I am working on a project that is looking for a lean Python AutoML pipeline implementation. As per project definition, data entering the pipeline is in the format of serialised business objects, e.g. (artificial example):
property.json:
{
"area": "124",
"swimming_pool": "False",
"rooms" : [
... some information on individual rooms ...
]
}
Machine learning targets (e.g. predicting whether a property has a swimming pool based on other attributes) are stored within the business object rather than delivered in a separate label vector and business objects may contain observations which should not be used for training.
What I am looking for
I need a pipeline engine which supports initial (or later) pipeline steps that i) dynamically change the targets in the machine learning problem (e.g. extract from input data, threshold real values) and ii) resample input data (e.g. upsampling, downsampling of classes, filtering observations).
The pipeline ideally should look as follows (pseudocode):
swimming_pool_pipeline = Pipeline([
("label_extractor", SwimmingPoolExtractor()), # skipped in prediction mode
("sampler", DataSampler()), # skipped in prediction mode
("featurizer", SomeFeaturization()),
("my_model", FitSomeModel())
])
swimming_pool_pipeline.fit(training_data) # not passing in any labels
preds = swimming_pool_pipeline.predict(test_data)
The pipeline execution engine needs to fulfill/allow for the following:
- During model training (
.fit()
)SwimmingPoolExtractor
extracts target labels from the input training data and passes labels on (alongside independent variables); - In training mode,
DataSampler()
uses the target labels extracted in the previous step to sample observations (e.g. could do minority upsampling or filter observations); - In prediction-mode, the
SwimmingPoolExtractor()
does nothing and just passes on the input data; - In prediction-mode, the
DataSampler()
does nothing and just passes on the input data;
Example
For example, assume that the data looks as follows:
property.json:
"properties" = [
{ "id_": "1",
"swimming_pool": "False",
...,
},
{ "id_": "2",
"swimming_pool": "True",
...,
},
{ "id_": "3",
# swimming_pool key missing
...,
}
]
The application of SwimmingPoolExtractor()
would extract something like:
"labels": [
{"id_": "1", "label": "0"},
{"id_": "2", "label": "1"},
{"id_": "3", "label": "-1"}
]
from the input data and pass it set these as the machine learning pipeline's "targets".

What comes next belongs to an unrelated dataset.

PR #113, opened 2025-03-25
UN-3019 Repair chat_context use in client DirectAgentSessions

d1donlydfink:
@ofrancon had found that in direct sessions, the chat_context seemed to be ignored.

The application of DataSampler()
could for example further include logic that removes any training instance from the entire set of training data which did not contain any swimming_pool
-key (label = -1
).
Subsequent steps should use the modified training data (filtered, not including observation with id_=3
) to fit the model. As stated above, in prediction mode, the DataSampler
and SwimmingPoolExtractor
would just pass through input data
How To
To my knowledge, neither neuraxle
nor sklearn
(for the latter I am sure) offer pipeline steps that meet the required functionality (from what I have gathered so far neuraxle
must at least have support for slicing data, given it implements cross-validation meta-estimators).
Am I missing something, or is there a way to implement such functionality in either of the pipeline models? If not, are there alternatives to the listed libraries within the Python ecosystem that are reasonably mature and support such usecases (leaving aside issues that might arise from designing pipelines in such a manner)?